▶ **TASK DIRECTIONS**
Which lines in the material below contain the word "opened"? Copy each of them.

▶ **SUPPLIED ENTRIES**
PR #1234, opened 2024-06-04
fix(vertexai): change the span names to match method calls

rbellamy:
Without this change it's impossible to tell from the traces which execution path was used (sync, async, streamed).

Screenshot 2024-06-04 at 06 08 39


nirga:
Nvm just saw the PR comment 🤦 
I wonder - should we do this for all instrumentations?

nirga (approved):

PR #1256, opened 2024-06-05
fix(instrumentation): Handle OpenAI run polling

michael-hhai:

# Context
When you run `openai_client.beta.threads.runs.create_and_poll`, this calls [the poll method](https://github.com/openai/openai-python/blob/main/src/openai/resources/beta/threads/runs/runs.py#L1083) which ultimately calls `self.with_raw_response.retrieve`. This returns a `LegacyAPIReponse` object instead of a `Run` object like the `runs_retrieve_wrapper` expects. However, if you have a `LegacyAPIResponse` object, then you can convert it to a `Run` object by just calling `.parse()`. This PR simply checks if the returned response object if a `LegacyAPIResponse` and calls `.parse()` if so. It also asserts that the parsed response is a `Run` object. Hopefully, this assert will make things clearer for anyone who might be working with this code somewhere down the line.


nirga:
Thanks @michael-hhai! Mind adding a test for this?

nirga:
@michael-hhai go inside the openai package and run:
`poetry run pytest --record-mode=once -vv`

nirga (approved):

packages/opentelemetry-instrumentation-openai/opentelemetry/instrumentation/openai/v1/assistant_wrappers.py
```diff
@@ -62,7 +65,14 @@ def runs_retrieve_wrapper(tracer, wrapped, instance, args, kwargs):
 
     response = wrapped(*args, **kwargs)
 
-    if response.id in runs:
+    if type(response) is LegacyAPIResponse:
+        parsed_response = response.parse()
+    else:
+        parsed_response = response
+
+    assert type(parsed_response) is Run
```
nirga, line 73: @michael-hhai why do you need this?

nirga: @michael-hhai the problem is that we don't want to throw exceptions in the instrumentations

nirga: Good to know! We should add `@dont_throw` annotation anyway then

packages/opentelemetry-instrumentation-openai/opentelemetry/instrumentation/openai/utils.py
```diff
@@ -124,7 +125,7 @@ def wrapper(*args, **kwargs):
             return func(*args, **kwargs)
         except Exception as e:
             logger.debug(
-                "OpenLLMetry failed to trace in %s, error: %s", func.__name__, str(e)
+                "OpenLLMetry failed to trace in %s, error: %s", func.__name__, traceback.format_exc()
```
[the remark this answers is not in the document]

==

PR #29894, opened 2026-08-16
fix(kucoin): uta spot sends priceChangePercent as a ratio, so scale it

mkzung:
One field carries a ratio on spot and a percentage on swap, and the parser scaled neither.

▶ **ANSWER BOX**
PR #1234, opened 2024-06-04
PR #1256, opened 2024-06-05
PR #29894, opened 2026-08-16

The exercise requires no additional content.